Executive Director of the Wikimedia Foundation Sue Gardner announced the news in a public email. She wrote, “Hi folks, I want to let you know that as of this Friday, October 22, 2010, Mike Godwin will be leaving his role as General Counsel for the Wikimedia Foundation. Mike’s transition out of the role will be a fairly lengthy one: he will continue to be available to the Wikimedia Foundation to provide information and advice for several months to come.”

Cquote1.svg The Wikimedia Foundation believes Mike has always acted in what he believes to be the Wikimedia Foundation’s best interests. Cquote2.svg

—Sue Gardner

Gardner stated in a “Q and A” below the text of her email that Godwin was leaving the organization due to “a confidential personnel issue”, and explained that the foundation would not elaborate upon this due to privacy concerns. Gardner noted, “The Wikimedia Foundation believes Mike has always acted in what he believes to be the Wikimedia Foundation’s best interests.”
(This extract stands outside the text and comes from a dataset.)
PR #589, opened 2023-08-22
KTLN-631: Check Whether a Character is a Vowel or Consonant in Kotlin

nappy29:
Added unit test

### DIFF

Godwin has focused his legal career in the areas of free speech and Internet law. In an article regarding his 1999 selection as a fellow at the Yale Center for Internet Studies, The Hartford Courant characterized Godwin as “a noted cyberspace lawyer and civil libertarian”.

He is noted for writing “Godwin’s Law“, an Internet maxim which states, “As an online discussion grows longer, the probability of a comparison involving Nazis or Hitler approaches one.”

Godwin became the first attorney to join the Electronic Frontier Foundation after its formation in 1990. In a 2007 interview with The New York Times, Godwin commented on the issue of defamation online, “The fear of defamation on the Internet is very strong. We’re going to be riding that social panic for a little bit.” He described his role at the Wikimedia Foundation, “Part of my job is to prevent restrictive rules from being put in place that prevent people from participating in massively democratic participatory media. And then let the new norms settle.” He acknowledged he empathized with others that had been criticized on the Internet, “Look, I have been smeared online. I know how bad it feels. It hurts. If democracy were comfortable, everybody would have it.”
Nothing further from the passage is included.